(542c) A Data-Driven Approach to Determining Problem Well-Posedness | AIChE

(542c) A Data-Driven Approach to Determining Problem Well-Posedness

Authors 

Kevrekidis, I. G. - Presenter, Princeton University
Bertalan, T., Johns Hopkins University
Rebrova, E., Princeton University
Kevrekidis, G., University of Massachusetts at Amherst
In recent years, the (re)emergence of physics-informed neural networks (PINNs) [1,2] has been proposed as an alternative to direct numerical simulations (DNS) for producing solutions to differential equations (DEs). The key idea is that the easy access to derivatives of the approximant can be used to create a loss function based on the residuals of the DE at all discretization locations in the (space-)time domain. This is in addition to another important loss term--that the solution should match provided values or derivative(s) at particular supervised points--conditions analogous to traditional initial and boundary conditions for DNS. A major strength of the PINN approach is that the supervisory data need not be prescribed at the domain locations typically used for initial and boundary conditions, but can instead be opportunistically sampled throughout the domain of interest ("internal" as opposed to "boundary" conditions).

Another apparent advantage is that the variational solution of the PINN problem will return results even if the original problem is not well posed (whether due to overspecification of underspecification of constraints). However, though the method will produce an approximant at all domain locations, and a well-trained PINN will extrapolate reasonably to all locations where the DE-residual term is enforced, this does not mean that the usual issues of well-posedness, critical for DNS, are absent for PINNs. Here, we explore (for both the under-constrained and the over-constrained case) how the lack of well-posedness affects the approximant produced by the PINN training.

In particular, we relate the richness of variational solutions to the number of prescribed characteristics in wave-type problems, and draw analogies to randomized linear algebra development.

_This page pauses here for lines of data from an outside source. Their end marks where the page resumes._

PR #4267, opened 2025-06-19
Add windows-specific command for local build

da5nsy:
`source ./venv/bin/activate` does not work in Windows.
An alternative which works for me is `venv\Scripts\activate` (found [here](https://stackoverflow.com/a/61679638/6464224)).

Adding this as a tab set in case there are other OS-specific commands we want to include later. 
Currently everything else works on Windows for me - though, I suspect I have installed some extras (e.g. `make`) previously and so we might want to try and run a build on a fresh install sometime and see if/where it breaks.

### DIFF
--- a/book/website/community-handbook/local-build.md
+++ b/book/website/community-handbook/local-build.md
@@ -56,7 +56,7 @@ $ python3 -m venv ./venv
 Next, active the virtual environment,
 ::::{tab-set}
 :::{tab-item} Unix
-:sync: linux
+:sync: Unix
 ```console
 $ source ./venv/bin/activate
 ```


book/website/community-handbook/local-build.md
```diff
@@ -54,10 +54,21 @@ $ python3 -m venv ./venv
 ```
 
 Next, active the virtual environment,
-
+::::{tab-set}
+:::{tab-item} Linux
```
sgibson91: Maybe call this Unix so it covers both Linux and Mac since the same command works on both? (Nitpicky, I admit!)

sgibson91 (approved):

book/website/community-handbook/local-build.md
da5nsy:
```suggestion
:::{tab-item} Unix
```

book/website/community-handbook/local-build.md
```diff
@@ -54,10 +54,21 @@ $ python3 -m venv ./venv
 ```
 
 Next, active the virtual environment,
-
+::::{tab-set}
+:::{tab-item} Unix
+:sync: linux
```
da5nsy:
```suggestion
:sync: Unix
```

We use this variational approach for PINNs, but also for more traditional numerical discretizations, and conclude with some recommendations on metrics for diagnosing over- and under-determinedness in PINN training.

[1]: Raissi, Maziar, Paris Perdikaris, and George E. Karniadakis. "Physics-informed neural networks: A deep learning framework for solving forward and inverse problems involving nonlinear partial differential equations." Journal of Computational Physics 378 (2019): 686-707.